### Data to examine
PR #1575, opened 2022-07-31
tidy up dockerfile, upgrade to ruby 2.6

zr2d2:
upgrades to ruby 2.6, inprove dockerfile

### DIFF
--- a/docker-compose.yml
+++ b/docker-compose.yml
@@ -14,7 +14,7 @@ services:
       - db:/var/lib/mysql
 
   concerto:
-    image: concerto
+    image: concertong
     restart: always
     ports: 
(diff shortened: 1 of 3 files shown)


docker-compose.yml
```diff
@@ -14,7 +14,7 @@ services:
       - db:/var/lib/mysql
 
   concerto:
-    image: concerto
+    image: concertong
```
jo-gross, line 17: Why have you changed this? If you like to change the name, you should update the README.md also.

zr2d2: good catch @jo-gross, that's not even a public image. I've reverted it in pr #1576

PR #1599, opened 2025-08-15
Arch 2025 Contributions

RandomGibus:
Restored refreshing, updated documentation

### DIFF
--- a/doc/Ruby_Installation_And_Maintanence_Guide.md
+++ b/doc/Ruby_Installation_And_Maintanence_Guide.md
@@ -12,7 +12,9 @@ Installing new ruby versions
     rvm pkg install openssl
 4. Install desired version\
     rvm install <ruby version here> --with openssl-dir=$rvm_path/usr
+
     if this fails, try running:\
-    rvm get head.
+    rvm get head
 
 Note: currently, Concerto runs on ruby 2.6.0
+


app/models/dynamic_content.rb
```diff
@@ -229,9 +229,16 @@ def destroy_children!
   # Find all the DynamicContent classes, find all the active content they have,
   # and then #{refresh} them.  Primarily invoked by our rake task.
   def self.refresh
-    dynamic_types = Concerto::Application.config.content_types.select do |t|
-      t.ancestors.include?(DynamicContent)
+    Rails.logger.debug("Refresh function called - !")
```
bamnet, line 232: Is it safe to remove these debug lines, here and below on 241?

doc/Calendar_Usage_Guide.md
```diff
@@ -0,0 +1,10 @@
+Using the Concerto calendar\
```
bamnet, line 1: Let's make this first line of markdown a header.

doc/Calendar_Usage_Guide.md
```diff
@@ -0,0 +1,10 @@
+Using the Concerto calendar\
+In order to Display a calendar on Concerto, you need to export it into a .ics format\
+Currently, there are very few ways to get a .ics link. Here's one way that I've found that works
+- Create a calendar in outlook
+- Share it with a given email(make sure to allow the email to view the full calendar, not just availability)
+- check response email, there will be a link underneath the button to connect the two emails.
+<img width="1567" height="688" alt="{D923B4E8-67D0-4F93-8430-D44701C6C3D6}" src="https://github.com/user-attachments/assets/a194b707-152d-4afd-85de-013535549c3b" />
```
bamnet, line 7: Can we add a more meaningful alt tag? I'm not sure what this UUID is.

doc/Clockwork installation.md
```diff
@@ -0,0 +1,5 @@
+Find concerto-clock.service (currently in concerto/script)\
```
bamnet, line 1: Like the other file, I suggest adding a `# header` or title to each markdown file before jumping straight into the content.

doc/Clockwork installation.md
```diff
@@ -0,0 +1,5 @@
...
+put file under /usr/lib/systemd/system (CentOS) or /lib/systemd/system (Ubuntu)\
+Run:\
+systemctl enable concerto-clock\
```
bamnet, line 4: Wrap commands in backticks so they get styled properly in markdown. I think there's an opportunity to do this throughout a handful of files, like the rebooting instructions etc

doc/Clockwork installation.md
bamnet, line 1: I've noticed a lot of markdown lines end with a trailing backslash.  I think we should either continue the line in place OR use two blank lines to indicate a new paragraph.  It's going to be kind of annoying to manually maintain these backlashes at the end of every sententence.

So the markdown should look either:

```md
Like this with the first sentence.
And the second sentence follows here
```

OR

```md
The first sentence here.

The second sentence down here.
```

script/concerto-clock.service
bamnet, line 1: Honest question (I don't know the answer!) - Do changes to either of these script .service files impact how other people might be deploying Concerto 2?

Is there anything we need to change in [Dockerfile](https://github.com/concerto/concerto/blob/master/Dockerfile), [docker-compose.yml](https://github.com/concerto/concerto/blob/master/docker-compose.yml), [concerto-init.d](https://github.com/concerto/concerto/blob/master/concerto-init.d) or alike?

bamnet (changes requested):
Thanks for kicking off this PR!

I've added a mix of comments mainly around some areas the Markdown could be improved, and also where I'd like to understand a bit more on the deployment impact.

app/models/dynamic_content.rb
RandomGibus: yes, removing those should be fine

PR #712, opened 2017-07-19
add verbose error message to even-length BiRNN hidden dim assertion

john-hewitt:
This may be domain knowledge, but I was unaware that the hidden dimension of a BiRNN was considered to be split between the two constituent RNNs (instead of, say, assigning the full dimension assigned to each.)

When an odd dimension is given to BiRNN builder 
 - *Previous behavior:* die with Python assertion, no message 
 - *New behavior:*  die with Python assertion, descriptive message

I also added the constraint (and splitting-the-dimension behavior) to the BiRNN docs.


neubig:
Thanks!

PR #713, opened 2017-07-19
[WIP] ThreadPool Device Support

zhisbug:
This PR adds the support for Eigen ThreadPool device. Users can enable the feature and set the number of threads by setting the -DTHREADPOOL flag in CMake.

TODOs:
- [x] Some conflicts to be resolved.
- [x] Hong reviewed.
- [ ] Graham reviewed. 

Additional comments: due to some engineering difficulties, I have to remove a forward declaration in devices.h, see this commit: https://github.com/clab/dynet/pull/713/commits/7f0819768c207738a228a5b64085f00b1bc1abaa , which might increase the compilation time a bit. The reason is that I have to create an `Eigen::ThreadPool* tp` as a member variable inside `class Device_ThreadPool`. 
However, as this struct is a typedef'ed struct which cannot be forward declared in C++. A workaround is to directly new an `Eigen::ThreadPool` here: https://github.com/Abasyoni/dynet/blob/tmp-branch/dynet/devices.cc#L137, but this probably suffers a memory leak issue.


zhisbug:
Conflicts resolved. @neubig @xunzhang Could you please review the code? (especially in devices.h where I remove the forward declarations).

xunzhang:
The compile check failed, could you take a look first? Thanks!
BTW, I am a little worried about the conflicts with #704 after this has been merged. What do you think about the order to check in between this and #704?

dynet/devices.h
```diff
@@ -1,19 +1,16 @@
...
-namespace Eigen {
-  struct DefaultDevice;
-  class CudaStreamDevice;
-  struct GpuDevice;
-}
-
 namespace dynet {
 
-enum class DeviceType {CPU, GPU};
+enum class DeviceType {CPU, GPU, ThreadPool};
```
xunzhang: A little confused here, it seems that ThreadPool is a sub-option for both CPU and GPU(correct me if I am wrong). But here it seems it is a third option after CPU and GPU. What's the relationship between it with CPU and GPU? I don't suggest to add an enum value here for ThreadPool.

dynet/tensor.cc
```diff
@@ -19,7 +19,7 @@ namespace dynet {
 #ifndef __CUDACC__
 
 ostream& operator<<(ostream& os, const Tensor& t) {
-  if (t.device->type == DeviceType::CPU) {
+  if ((t.device->type == DeviceType::CPU) || (t.device->type == DeviceType::ThreadPool)) {
```
xunzhang: What is the reason in `model.cc` use `else if` but here use `||` together with the CPU if branch?

CMakeLists.txt
```diff
@@ -132,6 +132,11 @@ if(ENABLE_BOOST)
   endif()
 endif()
 
+# if this flag is set, Eigen will use ThreadpoolDevice with the number of thread as specified
+if (THREADPOOL)
```
xunzhang: So overall it will use the thread-pool functionality of Eigen code, Right? Could you please add some tests and show sort of the performance gain after opening this? If that is the case, could we open it by default when using Eigen + GPU, or so? If I am a user, I may feel uncertain about the relationship between `-DBACKEND=cuda` with `-DTHREAD_POOL`.

dynet/tensor.cc
zhisbug: Because they are different. Print functions can not be multi-threaded.

dynet/devices.h
zhisbug: You can understand ThreadPool as a device which relies on CPU but using multiple threads.

CMakeLists.txt
zhisbug: See my previous answer. I agree with you that we can enable it as default. @neubig comments are welcome.

neubig:
Thanks, this is great! I'm a little bit concerned about conflicts with https://github.com/clab/dynet/pull/704 though. I think we can try to integrate #704 first, then fit the threadpool device within this framework. I'll do a full review at that point.

neubig:
Sorry this was delayed so long! @xunzhang's multi-device pull has been merged, so maybe we can reconcile the threadpool code with his now.

xunzhang:
Will close this and file another pull request.

PR #716, opened 2017-07-20
Added transduce and add inputs to VanillaLSTM

philip30:
This will make the BiRNN and VanillaLSTM builder can be used interchangeably.

### DIFF
--- a/python/_dynet.pyx
+++ b/python/_dynet.pyx
@@ -4107,6 +4107,12 @@ cdef class VanillaLSTMBuilder(_RNNBuilder): # {{{
             self.thisvanillaptr = self.thisptr = new CVanillaLSTMBuilder()
         self.cg_version = -1
 
+    def transduce(self, inputs):
+      return self.initial_state().transduce(inputs)
+
+    def add_inputs(self, inputs):
+      return self.initial_state().add_inputs(inputs)
+
     @property
     def spec(self): return self._spec
 


yoavg:
I'm not sure I like the idea of having transduce/add_inputs on the builder and not on the state (why is it needed?), but if we do it, might as well put it in the base builder so it is available for all RNN builders.

philip30:
I actually just saw that there was one in the BiRNN builder, so I put it here. Also, I think it is a good idea to have the capability to build a graph based on a sequence input.

I think the state should be encapsulated in the builder, because if we can modify the state directly, why do we need the builder anyway? This is just my opinion, need feedback though :)

neubig:
I think the bigger issue is just that the interface is inconsistent, where in BiLSTMBuilder `transpose()` is associated with the builder, and LSTMBuilder it's associated with the state.

neubig:
@yoavg Any thoughts on making the interface more consistent? This is a Python binding thing, so I'll leave the decision up to you.

philip30:
I think because there are still some issues, I will revert this request. Thank you!

yoavg:
Some (late, sorry) comments on this issue:

- In the RNNs, it is essential for the transduce / add_inputs to be on the state, because of the flexibility to transduce from arbitrary states, and not just the initial one. It is also needed for incremental cases (i.e. truncated BPTT). 

- In the bi-rnn builder, someone added this functionality on the builder without me noticing, causing an inconsistency with the LSTM interface. In retrospect, I am not really opposed to this, especially as I do not see a way to make the analogue case (transduce on the state) for the bi-rnn, as its not clear what the analogue of state is.

- The current PR suggests adding the functionality *also* to the LSTMBuilder. The upside is the LSTM and BiLSTM builders can be used interchangeably in some cases. The downside is redundancy in the API that can lead to confusions. I tend against this API change, but not strongly so, and am open to being convinced otherwise.

- In any case, the functionality should be implemented in the base RNN class and not the specific builders.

### Work item
Check each line above for the string "adding" and copy those that have it.

### Answer
bamnet, line 1: Like the other file, I suggest adding a `# header` or title to each markdown file before jumping straight into the content.
- The current PR suggests adding the functionality *also* to the LSTMBuilder. The upside is the LSTM and BiLSTM builders can be used interchangeably in some cases. The downside is redundancy in the API that can lead to confusions. I tend against this API change, but not strongly so, and am open to being convinced otherwise.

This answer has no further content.